Themis Essay 5307 Flashcards
Although shareholders in a corporation are generally not liable for the debts of a corporation, shareholders in a Virginia corporation are
free to enter into agreements that alter the way a corporation is managed, even though the agreement may be inconsistent with statutory provisions.
A corporate agreement must be set forth or referenced either
(i) in the articles or corporate bylaws and approved by all persons who are shareholders at the time of the agreement, or (ii) in a written agreement that is signed by all persons who are shareholders at the time of the agreement and that is made known to the operation.
The employees of a professional corporation are not shielded from
liability arising out of their own malpractice.
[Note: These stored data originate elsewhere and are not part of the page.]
PR #653, opened 2023-07-14
e2e: fix RTE lane

ffromani:
We previously failed to bail out early if the RTE lane was failing.
The runner script ultimately returns the exit code of the last executed command. Problem is: also the latest `if` block
is a command, and the evaluation of the command was successful, swallowing the RTE lane failure (if any).

The test per se seems to be failed because we incorrectly always check for the exporter binary availability. But the exporter binary is not meant to be here, in this lane: it is tested explicitely in the separate RTE local lane.

### DIFF
--- a/hack/run-test-e2e.sh
+++ b/hack/run-test-e2e.sh
@@ -40,6 +40,10 @@ trap '{ if [ "${NO_TEARDOWN}" = false ]; then
              echo "Running NROScheduler uninstall test suite";
              ${BIN_DIR}/e2e-nrop-sched-uninstall.test ${NO_COLOR} --ginkgo.v --ginkgo.timeout=5h --ginkgo.junit-report=${REPORT_DIR}/sched-uninstall.xml
           fi
+
+          echo "Undeploying sample devices for RTE tests"
+          rte/hack/undeploy-devices.sh
+
           echo "Running NRO uninstall test suite";
 	  ${BIN_DIR}/e2e-nrop-uninstall.test ${NO_COLOR} --ginkgo.v --ginkgo.timeout=5h --ginkgo.junit-report=${REPORT_DIR}/uninstall.xml
         fi }' EXIT SIGINT SIGTERM SIGSTOP
@@ -56,6 +60,21 @@ fi
 
 
 echo "Running Functional Tests: ${GINKGO_SUITS}"
+
+echo "Deploying sample devices for RTE tests"
+rte/hack/deploy-devices.sh
+if [ $? -ne 0 ]; then
+    echo "Failed to deploy sample device plugin for RTE tests"
+    exit 2
+fi
+
+rte/hack/check-ds.sh oc sampledevices device-plugin-a-ds
+if [ $? -ne 0 ]; then
+    echo "Failed to verify sample device plugin for RTE tests"
+    exit 4
+fi
+
+echo "Running RTE tests"
 export E2E_TOPOLOGY_MANAGER_POLICY="${E2E_TOPOLOGY_MANAGER_POLICY:-SingleNUMANodePodLevel}"
 # -v: print out the text and location for each spec before running it and flush output to stdout in realtime
 # -timeout: exit the suite after the specified time
--- a/hack/run-test-e2e.sh
+++ b/hack/run-test-e2e.sh
@@ -75,13 +75,15 @@ if [ $? -ne 0 ]; then
 fi
 
 echo "Running RTE tests"
-export E2E_TOPOLOGY_MANAGER_POLICY="${E2E_TOPOLOGY_MANAGER_POLICY:-SingleNUMANodePodLevel}"
+export E2E_TOPOLOGY_MANAGER_POLICY="${E2E_TOPOLOGY_MANAGER_POLICY}"
+export E2E_TOPOLOGY_MANAGER_SCOPE="${E2E_TOPOLOGY_MANAGER_SCOPE}"
 # -v: print out the text and location for each spec before running it and flush output to stdout in realtime
 # -timeout: exit the suite after the specified time
 # -r: run suites recursively
 # --fail-fast: ginkgo will stop the suite right after the first spec failure
 # --flake-attempts: rerun the test if it fails
 # -requireSuite: fail if tests are not executed because of missing suite
+echo "TM config policy=[${E2E_TOPOLOGY_MANAGER_POLICY}] scope=[${E2E_TOPOLOGY_MANAGER_SCOPE}]"
 ${BIN_DIR}/e2e-nrop-rte.test ${NO_COLOR} --ginkgo.v --ginkgo.timeout=5h --ginkgo.fail-fast --ginkgo.flake-attempts=2 --ginkgo.junit-report=${REPORT_DIR}/e2e.xml --ginkgo.skip='\[Disruptive\]|\[StateDirectories\]|\[NodeRefresh\]|\[local\]' --ginkgo.focus='\[release\]'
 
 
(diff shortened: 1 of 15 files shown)


swatisehgal (approved):
/lgtm

ffromani:
/retest

it seems infra issue?

ffromani:
actual error:
```
End Captured GinkgoWriter Output[0m

  [38;5;9merr=unable to upgrade connection: container not found ("resource-topology-exporter") stderr=
  Unexpected error:
      <*errors.errorString | 0xc0001145a0>: {
          s: "unable to upgrade connection: container not found (\"resource-topology-exporter\")",
      }
      unable to upgrade connection: container not found ("resource-topology-exporter")
  occurred[0m
  [38;5;9mIn [1m[It][0m[38;5;9m at: [1m/go/src/github.com/openshift-kni/numaresources-operator/test/e2e/rte/rte_test.go:315
```

hack/run-test-e2e.sh
```diff
@@ -64,7 +64,10 @@ export E2E_TOPOLOGY_MANAGER_POLICY="${E2E_TOPOLOGY_MANAGER_POLICY:-SingleNUMANod
 # --flake-attempts: rerun the test if it fails
 # -requireSuite: fail if tests are not executed because of missing suite
 ${BIN_DIR}/e2e-nrop-rte.test ${NO_COLOR} --ginkgo.v --ginkgo.timeout=5h --ginkgo.fail-fast --ginkgo.flake-attempts=2 --ginkgo.junit-report=${REPORT_DIR}/e2e.xml --ginkgo.skip='\[Disruptive\]|\[StateDirectories\]|\[NodeRefresh\]|\[local\]'
```
Tal-or, line 66: We can annotate the bash script with `set -e` if we expect nothing to fail, instead of checking the exit code for each test

ffromani: Yes, probably better to switch to `-e`. I was looking for a targeted fix but it seems we need a deep rework here.

ffromani: yes

ffromani:
/hold

surely broken until RTE v0.12.0 os released and consumed

ffromani:
depends on #663

ffromani:
requires: https://github.com/openshift/release/pull/41614

ffromani:
ended up rewriting a good part of the lane, and there are a lot of potential followups, but fixed at last and reviewable.

hack/run-test-e2e.sh
```diff
@@ -56,6 +60,21 @@ fi
 
 
 echo "Running Functional Tests: ${GINKGO_SUITS}"
+
+echo "Deploying sample devices for RTE tests"
+rte/hack/deploy-devices.sh
+if [ $? -ne 0 ]; then
+    echo "Failed to deploy sample device plugin for RTE tests"
+    exit 2
```
Tal-or: Why different exit codes? we have the log above for indicating where the flow breaks

rte/hack/deploy-devices.sh
```diff
@@ -0,0 +1,12 @@
+#!/bin/bash
+
+set -ex
```
Tal-or, line 3: Do we want to failed hard here in case one of the created objects already exists?

rte/hack/manifests/sample-devices/daemonset-dpa.yaml
```diff
@@ -0,0 +1,36 @@
...
+    metadata:
+      labels:
+        name: dpa
+    spec:
+      serviceAccountName: sampledevices-sa
+      containers:
+        - name: dpa-container
+          securityContext:
+            privileged: true
+          image: quay.io/k8stopologyawareschedwg/sample-device-plugin:v0.1.1
```
Tal-or, line 20: This image is fine for past and future releases?
If not we should make it configurable

rte/hack/manifests/sample-devices/daemonset-dpa.yaml
```diff
@@ -0,0 +1,36 @@
...
+            - name: DEVICE_RESOURCE_NAME
+              value: "example.com/deviceA"
+          volumeMounts:
+            - name: kubeletsockets
+              mountPath: /var/lib/kubelet/device-plugins
+            - name: device-a-config-vol
+              mountPath: /etc/devices
+      volumes:
+        - name: kubeletsockets
+          hostPath:
```
Tal-or, line 32: I would add 
`type: Socket`
```
 hostPath:
   path: /var/lib/kubelet/device-plugins
   type: Socket
```

tools/catkubeletconfmap/catkubeletconfmap.go
```diff
@@ -0,0 +1,55 @@
+package main
```
Tal-or, line 1: license statement?

hack/run-test-e2e.sh
```diff
@@ -86,11 +37,26 @@ export E2E_TOPOLOGY_MANAGER_SCOPE="${E2E_TOPOLOGY_MANAGER_SCOPE}"
...
+  echo "Running Functional Tests: ${GINKGO_SUITS}"
+  # -v: print out the text and location for each spec before running it and flush output to stdout in realtime
+  # -timeout: exit the suite after the specified time
+  # -r: run suites recursively
+  # --fail-fast: ginkgo will stop the suite right after the first spec failure
+  # --flake-attempts: rerun the test if it fails
+  # -requireSuite: fail if tests are not executed because of missing suite
+  ${BIN_DIR}/e2e-nrop-sched.test ${NO_COLOR} --ginkgo.v --ginkgo.timeout=5h --ginkgo.fail-fast --ginkgo.flake-attempts=2 --ginkgo.junit-report=${REPORT_DIR}/e2e-sched.xml
+
+  echo "Running NROScheduler uninstall test suite";
```
Tal-or, line 54: If it used only for CI purposes then the uninstall part just consumes time, because the cluster would get deleted anyway.

hack/run-test-e2e.sh
ffromani: because this way we have a relatively easy way to handle different failures programmatically. In this case however it is going to ben overridden by another change, so I guess it won't matter much

rte/hack/manifests/sample-devices/daemonset-dpa.yaml
ffromani: good point, I'll add.

tools/catkubeletconfmap/catkubeletconfmap.go
ffromani: good point, adding the license boilerplate. Silly me just forgot.

hack/run-test-e2e.sh
ffromani: you're right. I'm reluctant to remove it just yet because if memory serves we do some test in the deinstall path. I can soublecheck and remove if I'm remember wrongly.

rte/hack/manifests/sample-devices/daemonset-dpa.yaml
ffromani: adding `type`, but we want to mount a `Directory` so changing accordingly.

hack/run-test-e2e.sh
ffromani: No tests on uninstall path, but let's discuss the removal in a separate PR

tools/catkubeletconfmap/catkubeletconfmap.go
ffromani: let's add them all in one go: https://github.com/openshift-kni/numaresources-operator/pull/673

hack/run-test-e2e.sh
Tal-or: ack

Tal-or:
/lgtm
/approve
Thanks for the changes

Employees of a professional corporation are shielded against
vicarious liability for malpractice committed by other professionals in the professional corporation.
Piercing the corporate veil, which holds an employee personally liable for the corporation’s obligations, is
usually only warranted in extraordinary circumstances.
After a corporation has issued stock, a voluntary dissolution can occur when board of directors adopts a proposal for dissolution and
(i) two-thirds of the outstanding shares approves, or (ii) when all shares consent to the dissolution, even without approval of the board.
A shareholder can seek the involuntary dissolution of a corporation if
the acts of the board of directors or those in control of the corporation are illegal, oppressive, or fraudulent.
Upon corporate termination, the property of the corporation passes
automatically to its directors as trustees in liquidation.
In a corporate termination, the corporate directors
(i) discharge the liabilities and obligations, and (ii) distribute the remainder of the corporation’s assets among its shareholders according to their respective rights and interests.